Dallas/Fort Worth International Airport is among the airports with good potential for cargo facility expansions, he says.
“Places like Dallas, where we just started operating, have a very good business model,” McWhorter says. “There is a lot of available real estate, and they are looking for more handling operations. As a big airline, I want a variable cost solution and want multiple options on who can handle my cargo at the airport. The role of the airport needs to be the enabler.”
Real estate services provider CBRE manages about a million square feet of airfreight cargo space around JFK. Frank Liggio, a CBRE vice president, says there is little vacancy at air cargo facilities around JFK with occupancy rates in the low to mid 90s. However, he says the end users are having difficulty making money.
“Most of the companies that are moving around are trying to upgrade their facilities to something of quality,” Liggio says. “Most of the people who operate at JFK are doing so with deficits or are flat. They are all trying to maximize their space and get the best floor area where they can get cargo in and out.”
CBRE is managing something rare: a new air cargo facility near JFK, which is opening during the first quarter of 2014. Not surprisingly, the 132,000-square-foot building is attracting considerable interest.
While San Francisco International Airport is not handling as much air cargo as it once did, demand for space near the airport is still high. Jason Cranston, Northern California managing director for commercial real estate company Cassidy Turley, says real estate around the San Francisco airport has always been in high demand and it will continue to be hard to locate “functional products” that are suitable for airfreight users. He says there is no land to construct new buildings and the number of existing buildings continues to dwindle because of redevelopment and restrictive city zoning codes.
“Looking into the near future, developers will have to assemble parcels of land, demolish older products and build new, which equates to very high rental rates,” Cranston says.
The co-author of an annual report on airport real estate says that side of the business has been resilient even though air cargo in general has been flat. New cargo facilities are much more functional, he says.
“What we have seen in the industrial real estate market in general has been a move toward a more efficient, more functional product and the air cargo market in general has been following along with that,” says Aaron Ahlburn, director of industrial property real estate for Jones Lang LaSalle, an one of the authors of the firm’s annual U.S Airport Outlook, which includes information on the top 12 airfreight markets.

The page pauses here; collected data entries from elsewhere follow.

PR #120, opened 2023-05-18
post interaction e2e tests

nathanosdev:
This PR adds a test where a post is reacted to with a heart. It also adds cycle and karma checks to the existing post creation tests and fixes the issue with the post creation with images.


e2e/pages/new_post_page.ts
```diff
@@ -32,15 +32,19 @@ export class NewPostPage {
...
 
   public async submit(): Promise<PostPage> {
     await this.sendButton.click();
 
     // since this navigation is asynchronous and not a result of directly
-    // clicking an anchor tag, Playwright does not know that it needs to wait
-    await this.page.waitForURL("**/#/post/*");
+    // clicking an anchor tag, Playwright does not know that it needs to wait.
+    // wait for network idle so we know any post images are finished loading
+    await this.page.waitForURL("/#/post/*", { waitUntil: "networkidle" });
```
nathanosdev, line 47: This is the fix for the post creation with image failure. The post images were not always loading before the tests were executed. Waiting for network requests to finish first fixes this.

e2e/support/context.ts
```diff
@@ -1,15 +1,12 @@
...
 
 export async function performInNewContext<T>(
   browser: Browser,
   task: (page: Page) => Promise<T>
-): Promise<T> {
+): Promise<[Context, T]> {
   const context = await browser.newContext();
   const page = await context.newPage();
 
-  try {
```
nathanosdev, line 10: Calling `context.close()` here was causing Playwright's UI mode to crash, even if there was nothing wrong with the test. This was making debugging tests harder. To fix this, we need to return the context and manually close it at the end of the test.

src/backend/lib.rs
```diff
@@ -712,7 +712,15 @@ fn user() {
                 .flat_map(|post| post.reactions.iter())
                 .flat_map(|(r_id, users)| {
                     let cost = karma.get(r_id).copied().unwrap_or_default();
-                    users.iter().map(move |user_id| (*user_id, cost))
+                    users
```
nathanosdev, line 715: This fixes a very minor issue I noticed where a bootcamp user that only has a reaction from another bootcamp user will have 100% of their karma on the "karma from last 90 posts" section of their profile, which is a harmless issue but can be confusing since they haven't actually received any karma from them.

src/frontend/src/index.jsx
```diff
@@ -41,33 +41,7 @@ const parseHash = () => {
...
-    } else if (currentFrame && currentFrame.dataset.hash == location.hash) {
-        currentFrame.remove()
-    }
-
-    let frame = document.createElement("div");
-    frame.dataset.hash = location.hash;
-    stack.appendChild(frame);
-    createRoot(frame).render(content);
-}
+const root = createRoot(document.getElementById('root'));
```
nathanosdev, line 44: I didn't realize the navigation was working like this until it was causing issues with the e2e tests, since there would be multiple instances of the same element in the HTML. It wasn't picked up before because the e2e tests were not navigating back and forth from the same page yet. Now they are with the profile page.

Removing this hasn't caused any issues that I can see with my manual testing, the e2e testing still works. I think it's better to not have this because it increases the size of the DOM every time a page navigates.

@taggrx it would be great if you could clarify if there are any edge cases I might be missing here and what the motivation behind this was.

taggrx: This is what makes the app behave like a native app on mobile: when you go back to the previous page it does not reload and does not render from scratch, but shows you the same view with even the same scrolling position. We should not delete this. Maybe we can disable it for e2e tests? Or even better - is there a proper way of solving this issue?

nathanosdev: Ah I see, thanks for clarifying what the motivation for this was.

I would prefer to avoid disabling/enabling different code for e2e tests as much as we can so we can be sure that we don't get any false positives/negatives in the tests, but an easy work around for now would be to use the `:visible` pseudoselector to filter what elements we select.

Alternatively, have you considered using a library for this? https://reactrouter.com/en/main

Or, if there's strong reasons not to use a library, I think we can achieve the scroll position restoration and avoiding the page reloads with a custom `Link` component.

For the re-rendering, if you set `display: none` and then `display: block` the browser will re-render those DOM elements regardless of what we do. If it's about avoiding some initialization logic in the components, then maybe the answer here is to move that logic into a state management library like we briefly discussed on a different PR. With the state separated (and memoized) from components, bootstrapping a component from scratch every time has a much lower cost. I think this is much better than maintaining a history in the DOM because that can consume a lot of memory if someone is spending a lot of time on Taggr.

taggrx: The reasons why I try to avoid libraries:

- currently the entire fronted is served as a single file which is already too large and is a big problem if you believe various online tools analyzing the web site performance
- the Wasm size needs to stay below 2 MB
- Security of course (the more dependencies the more ways there are to compromise Taggr)

After I have built this caching, it worked surprisingly well and never caused any problems yet (it only grows significantly if you indeed spend weeks without reloading).

But of course I am not against _any_ improvements especially when done right. Maybe we should fix it right now with the `visible` selector and eventually revisit as a separate task?

nathanosdev: I think this makes sense and I would also avoid libraries for the same reasons. But I do think that having a small selection of good libraries can go a long way in improving the overall quality of the codebase. I usually have at least router, state management and a CSS solution (which may also just be Sass, so that's not a runtime dependency). The router in this case can actually help us reduce the size of the codebase by introducing the ability to use lazy loading and splitting that file into smaller pieces.

And yes I agree with going with the visible selector for now and then revisiting this.

taggrx:
This one cannot be reviewed yet, right? I think this `:visible` fix didn't go in yet, right?

nathanosdev:
> This one cannot be reviewed yet, right? I think this :visible fix didn't go in yet, right?

Yes I'll need to merge the other PR first and pull it into here to make sure everything is still okay with these tests and then make the `:visible` fix too. I've converted it back into a draft PR for now and I'll mark it as ready once I've finished it.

JLL’s 2013 report pegged Miami, Chicago and Memphis as being the markets having the greatest long-term potential for cargo growth. Ahlburn says much of the air cargo construction in the U.S. is being driven by demand from the perishables and pharmaceutical markets.
The term modal shift, which continues to seep into the discussion of airfreight prospects, is also believed by some to have an affect on future cargo facility development. Landrum & Brown’s Muscatello says the development of more sophisticated environmental containers is allowing more freight to move to ships. He also notes that with some migration of manufacturing back to North America and Europe from Asia, there is some shift to trucking.